Spatiotemporal Predictive Pre-training for Robotic Motor Control
Jiange Yang, Bei Liu, Jianlong Fu, Bocheng Pan, Gangshan Wu, Limin Wang
TL;DR
This work tackles the gap in robotic motor-control pre-training where static content priors predominate, proposing STP, a spatiotemporal predictive pre-training framework that uses asymmetric masking and decoupled dual decoders to learn both content and motion features from large-scale egocentric videos. By freezing the encoder for downstream behavior cloning and exploring post-pre-training and hybrid pre-training, STP demonstrates improved generalization to unseen, distractor-rich environments and better data efficiency across simulated and real-world tasks. Key findings include the superiority of STP over MAE and VC-1 baselines, the value of motion-focused pre-training, and nuanced insights into temporal-prediction conditioning and decoder architecture. Overall, STP offers a practical, scalable approach for robust, transferable vision-based robotic control.
Abstract
Robotic motor control necessitates the ability to predict the dynamics of environments and interaction objects. However, advanced self-supervised pre-trained visual representations in robotic motor control, leveraging large-scale egocentric videos, often focus solely on learning the static content features. This neglects the crucial temporal motion clues in human video, which implicitly contain key knowledge about interacting and manipulating with the environments and objects.

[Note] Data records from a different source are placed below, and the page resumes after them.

PR #816, opened 2026-08-17
test: Add tests for NSString and NSDictionary error paths

mgstabrani:
Adds tests for the error and fallback paths in `ObjCStrInstance` and `ObjCMutableDictInstance`, which were previously uncovered. This PR adds tests only

## PR Checklist:

Assisted-by: Claude Opus 5 (Claude Code)

### DIFF
--- a/tests/test_NSString.py
+++ b/tests/test_NSString.py
@@ -1,5 +1,6 @@
 from __future__ import annotations
 
+import operator
 import os
 
 import pytest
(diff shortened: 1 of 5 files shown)


mgstabrani:
#729

tests/test_NSString.py
```diff
@@ -119,6 +121,36 @@ def test_nsstring_compare(py_left, py_right):
     assert (ns_left > ns_right) == (py_left > py_right)
 
 
+@pytest.mark.parametrize("py_left", TEST_STRINGS)
+@pytest.mark.parametrize("py_right", TEST_STRINGS)
```
freakboy3742, line 125: This is a good parameterisation of the tests, but the TEST_STRINGS don't (obviously) enumerate the basic "A > B" and "B < A" case.

freakboy3742 (approved):
Looking at the coverage results, this was 2 lines away from full coverage on the `collections` module, which got me wondering why. It turns out there was a very subtle bug - `__mul__`  should have been catching TypeError, not AttributeError (to catch the case where a string has `__rmul__`, but not `__index__`. I've added a test for that, and collections.py is at 100% coverage!

Thanks for the PR!

PR #820, opened 2026-08-25
test: Add tests for type encoding conversion and registration

mgstabrani:
Add tests for type encoding registration, conversion, and parsing helpers

## PR Checklist:

Assisted-by: Claude Opus 5 (Claude Code)


mgstabrani:
https://github.com/beeware/rubicon-objc/issues/729

freakboy3742:
Thanks for the PR; apologies for the delay in reviewing. I hope take a look at this in the next few days.

mgstabrani:
> Thanks for the PR; apologies for the delay in reviewing. I hope take a look at this in the next few days.

@freakboy3742 Sure, no problem. Take your time whenever you get a chance

tests/test_types.py
```diff
@@ -109,3 +190,378 @@ def test_function_NSEdgeInsetsMake():
...
+    Structs are compared by their raw bytes, because ctypes structs of equal value don't
+    compare equal to each other.
+    """
+    made = make(*args)
+
+    assert type(made) is type(expected)
+    assert bytes(made) == bytes(expected)
+
+
+def test_arm_detected_without_processor(monkeypatch):
```
freakboy3742: This is very much legacy handling for very old iOS support packages. I think the fix here is to remove the legacy handling, rather than adding some fragile monkey patch-based tests.

tests/test_types.py
```diff
@@ -1,19 +1,100 @@
...
+
+    yield
+
+    for registry, contents in zip(registries, saved, strict=True):
+        registry.clear()
+        registry.update(contents)
+
+
+@pytest.fixture
+def unregistered_type():
```
freakboy3742: Class definitions don't need to go into a fixture; they can be top-level objects, because re-creation won't change anything.

freakboy3742 (approved):
Thanks for the PR! I've pushed some cleanups and simplifications, most of which are either the result of things I've flagged inline, or `no cover` blocks that we can add because we can't easily test 32-bit configurations in CI.

With those changes, there's only 2 blocks of code that are untested in `types.py`..

mgstabrani:
> Thanks for the PR! I've pushed some cleanups and simplifications, most of which are either the result of things I've flagged inline, or `no cover` blocks that we can add because we can't easily test 32-bit configurations in CI.
> 
> With those changes, there's only 2 blocks of code that are untested in `types.py`..

Thanks for the review and for pushing the fixes directly.

PR #823, opened 2026-09-03
Add a CI configuration for iOS testing

freakboy3742:
Adds a CI configuration for iOS.

This is mostly adding a Briefcase and CI configuration; but it also involves re-organizing the ObjC rubiconharness so it can support building different versions for macOS, iOS and iOS simulator. It also involves modifying `load_library` to use the same framework lookup process that CPython uses.

Only tests on ARM64, as adding x86-64 support would be a bunch of headaches for a simulator platform that will be EOL in a year.

There's one test with a TODO; I'm treating that as part of #729.

## PR Checklist:

- [ ] This PR was generated or assisted using an AI tool


mhsmith:
> Doesn't test 3.15 yet, as 3.15 iOS support isn't ready in Briefcase ready yet.

It looks like you've added a 3.15 test, which fails. Do you want to remove it and merge this PR, or delay this PR until Briefcase is ready?

freakboy3742:
> > Doesn't test 3.15 yet, as 3.15 iOS support isn't ready in Briefcase ready yet.
> 
> It looks like you've added a 3.15 test, which fails. Do you want to remove it and merge this PR, or delay this PR until Briefcase is ready?

Adding the 3.15 test was deliberate - I thought I was going to get the updated iOS template out yesterday. I've published that template now, so the test should pass (just waiting on CI to complete)

mhsmith (approved):

PR #832, opened 2026-09-17
test: Add coverage for ctypes_patch.py setfunc-only path

mgstabrani:
## Summary

Add test coverage for the `setfunc`-only error path in `ctypes_patch.py`, and mark two unreachable code branches with `# pragma: no cover` to achieve 100% coverage for this module.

In this paper, we present a simple yet effective robotic motor control visual pre-training framework that jointly performs spatiotemporal prediction with dual decoders, utilizing large-scale video data, termed as STP. STP adheres to two key designs in a multi-task learning manner. First, we perform spatial prediction on the masked current frame for learning content features. Second, we utilize the future frame with an extremely high masking ratio as a condition, based on the masked current frame, to conduct temporal prediction for capturing motion features. The asymmetric masking and decoupled dual decoders ensure that our image representation focusing on motion information while capturing spatial details. Extensive simulation and real-world experiments demonstrate the effectiveness and generalization abilities of STP, especially in generalizing to unseen environments with more distractors. Additionally, further post-pre-training and hybrid pre-training unleash its generality and data efficiency. Our code and weights will be released for further applications.